If I copy the character directly into my script and echo that, it works.

So it's not a problem with mysql.

It's not a problem with the font.

It's not a problem with my browser.

It's not a problem with php echoing.

So... it's a problem with PDO?

This is my PDO code:

$PDO = new PDO('mysql:host='.DB_SERVER.';dbname='.DB_NAME.';charset=utf8mb4', DB_USER, DB_PASSWORD, [
    PDO::ATTR_ERRMODE            => PDO::ERRMODE_EXCEPTION,
    PDO::ATTR_DEFAULT_FETCH_MODE => PDO::FETCH_ASSOC,
    PDO::ATTR_EMULATE_PREPARES   => false
]);
$PDO->query("SET NAMES 'utf8mb4' COLLATE 'utf8mb4_unicode_ci'");

$rs = $PDO->query("SELECT name FROM users WHERE id = 1000");  // name has been set to 💩

while ($a = $rs->fetch()) {
    print_r($a);
}

If I check the output of SHOW VARIABLES WHERE Variable_name LIKE 'character\_set\_%' OR Variable_name LIKE 'collation%'; in php in the browser every output is correctly utf8mb4/utf8mb4_unicode_ci (apart from character_set_system which is simply utf8, but I think that's normal?)

What else could it be?


Solution

  • The problem was an outdated version of Navicat. Upgrading from 8 to 11 has fixed my issues. I realised this was probably the cause when I discovered that emojis INSERTed via php were correctly stored and retrieved in PHP, but wouldn't show correctly in Navicat.

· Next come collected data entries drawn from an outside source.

PR #2415, opened 2026-08-21
Fleets: inject private URLs into job containers

ElePT:
## Summary

This PR adds 4 new gateway settings driven by env vars: 

 - `FLEETS_RUNTIME_IAM_URL`
 - `FLEETS_RUNTIME_GLOBAL_SEARCH_URL`
 - `FLEETS_RUNTIME_GLOBAL_CATALOG_URL`
 - `FLEETS_RUNTIME_EXPERIMENTAL`

When these variables are set,  `build_run_env_variables()` will inject the corresponding `qiskit-ibm-runtime` env. variables in the Fleets job container:

| qiskit-serverless | qiskit-ibm-runtime |
|---|---|
| `FLEETS_RUNTIME_IAM_URL` | `IAM_URL` |
| `FLEETS_RUNTIME_GLOBAL_SEARCH_URL` | `GLOBAL_SEARCH_URL` |
| `FLEETS_RUNTIME_GLOBAL_CATALOG_URL` | `GLOBAL_CATALOG_URL` |
| `FLEETS_RUNTIME_EXPERIMENTAL` | `QISKIT_FUNCTIONS_EXPERIMENTAL` |

This enables Fleets jobs to access Qiskit IBM Runtime via private endpoints through the VPE (Virtual Private Endpoint) setup in Code Engine. The setup is different for production and staging. The internal Helm chart will set the correct private IBM Cloud service endpoints per environment:

  - **prod**: `FLEETS_RUNTIME_IAM_URL` (prod endpoint), `FLEETS_RUNTIME_GLOBAL_SEARCH_URL`, `FLEETS_RUNTIME_GLOBAL_CATALOG_URL`
  - **staging**: `FLEETS_RUNTIME_IAM_URL` (test endpoint), `FLEETS_RUNTIME_EXPERIMENTAL=true` (this will skip global search and global catalog endpoints)

## Requirements

`qiskit-ibm-runtime >= 0.49.0` is required in the Fleets job container to support these private endpoint variables. This is satisfied via the client dependency (`qiskit-ibm-runtime>=0.47.0, <0.50.0` in `client/requirements.txt`).

### DIFF
--- a/charts/qiskit-serverless/charts/gateway/values.yaml
+++ b/charts/qiskit-serverless/charts/gateway/values.yaml
@@ -99,6 +99,10 @@ ce:
   defaultComputeProfile: "bx3d-24x120"
   fleetsDefaultImage: "private.icr.io/quantum-public/qiskit-serverless/fleet-node:0.35.0"
   fleetsDefaultMaxInstances: 1
+  fleetsRuntimeIamUrl: ""
+  fleetsRuntimeGlobalSearchUrl: ""
+  fleetsRuntimeGlobalCatalogUrl: ""
+  fleetsRuntimeExperimental: "false"
 
 secrets:
   secretKey:
--- a/gateway/core/ibm_cloud/code_engine/fleets/utils.py
+++ b/gateway/core/ibm_cloud/code_engine/fleets/utils.py
@@ -211,6 +211,7 @@ def build_run_env_variables(
             "RESULTS_PATH": paths.container_result_path,
             "LOG_FLUSH_INTERVAL_SECONDS": str(flush_interval),
             "LOG_SIZE_LIMIT_BYTES": str(getattr(settings, "FUNCTIONS_LOGS_SIZE_LIMIT", 52428800)),
+            "QISKIT_IBM_PRIVATE_ENDPOINT": "true",
         }
     )
     if paths.container_private_log_path is not None:
--- a/gateway/core/ibm_cloud/code_engine/fleets/utils.py
+++ b/gateway/core/ibm_cloud/code_engine/fleets/utils.py
@@ -194,6 +194,15 @@ def build_run_env_variables(
     if gateway_host:
         env["ENV_JOB_GATEWAY_HOST"] = gateway_host
 
+    if iam_url := getattr(settings, "FLEETS_IAM_URL", ""):
+        env["IAM_URL"] = iam_url
+    if global_search_url := getattr(settings, "FLEETS_GLOBAL_SEARCH_URL", ""):
+        env["GLOBAL_SEARCH_URL"] = global_search_url
+    if global_catalog_url := getattr(settings, "FLEETS_GLOBAL_CATALOG_URL", ""):
+        env["GLOBAL_CATALOG_URL"] = global_catalog_url
+    if getattr(settings, "FLEETS_EXPERIMENTAL", False):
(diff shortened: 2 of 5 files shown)


gateway/core/ibm_cloud/code_engine/fleets/utils.py
```diff
@@ -194,6 +194,15 @@ def build_run_env_variables(
...
 
+    if iam_url := getattr(settings, "FLEETS_RUNTIME_IAM_URL", ""):
+        env["IAM_URL"] = iam_url
+    if global_search_url := getattr(settings, "FLEETS_RUNTIME_GLOBAL_SEARCH_URL", ""):
+        env["GLOBAL_SEARCH_URL"] = global_search_url
+    if global_catalog_url := getattr(settings, "FLEETS_RUNTIME_GLOBAL_CATALOG_URL", ""):
+        env["GLOBAL_CATALOG_URL"] = global_catalog_url
+    if getattr(settings, "FLEETS_RUNTIME_EXPERIMENTAL", False):
+        env["QISKIT_FUNCTIONS_EXPERIMENTAL"] = "true"
+
```
marceloamaral, line 205: Do we also need the `QISKIT_IBM_PRIVATE_ENDPOINT=true` ?
We were using it before...

gateway/core/ibm_cloud/code_engine/fleets/utils.py
```diff
@@ -202,6 +211,7 @@ def build_run_env_variables(
             "RESULTS_PATH": paths.container_result_path,
             "LOG_FLUSH_INTERVAL_SECONDS": str(flush_interval),
             "LOG_SIZE_LIMIT_BYTES": str(getattr(settings, "FUNCTIONS_LOGS_SIZE_LIMIT", 52428800)),
+            "QISKIT_IBM_PRIVATE_ENDPOINT": "true",
```
ElePT, line 214: This enables the client changes from #2424

charts/qiskit-serverless/charts/gateway/values.yaml
```diff
@@ -99,6 +99,10 @@ ce:
   defaultComputeProfile: "bx3d-24x120"
   fleetsDefaultImage: "private.icr.io/quantum-public/qiskit-serverless/fleet-node:0.35.0"
   fleetsDefaultMaxInstances: 1
+  fleetsRuntimeIamUrl: ""
+  fleetsRuntimeGlobalSearchUrl: ""
+  fleetsRuntimeGlobalCatalogUrl: ""
+  fleetsRuntimeExperimental: "false"
```
ElePT, line 105: The specific values will be set in an internal PR

marceloamaral (approved):
LGTM

gateway/core/ibm_cloud/code_engine/fleets/utils.py
avilches, line 205: I know this is already merged, and my comment is not really important. But I feel that using `getattr` with a default value here (or every time a setting is used) is redundant. There should always be a default value per field, and the place to define this default value should be where the field is created: settings.py, not in every place where the setting is used. This creates the false impression that the field could be null and that the default value is the one defined in `getattr`, when in reality it is never null and, if it were, the default value is in `os.environ.get()`.

tag people because the PR is merged, and maybe may comment is lost @ElePT @marceloamaral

    Similarly the opposite was true; emojis set in Navicat would correctly store and retrieve in Navicat, but not in PHP.

    Looking at the encoding options for navicat connections, it had a checkbox for "use mysql encoding", but if left unchecked the dropdown of possible options included only utf8, not utf8mb4. I guess navicat 8 pre-dates that being in common usage.

    A quick upgrade, and everything works perfectly.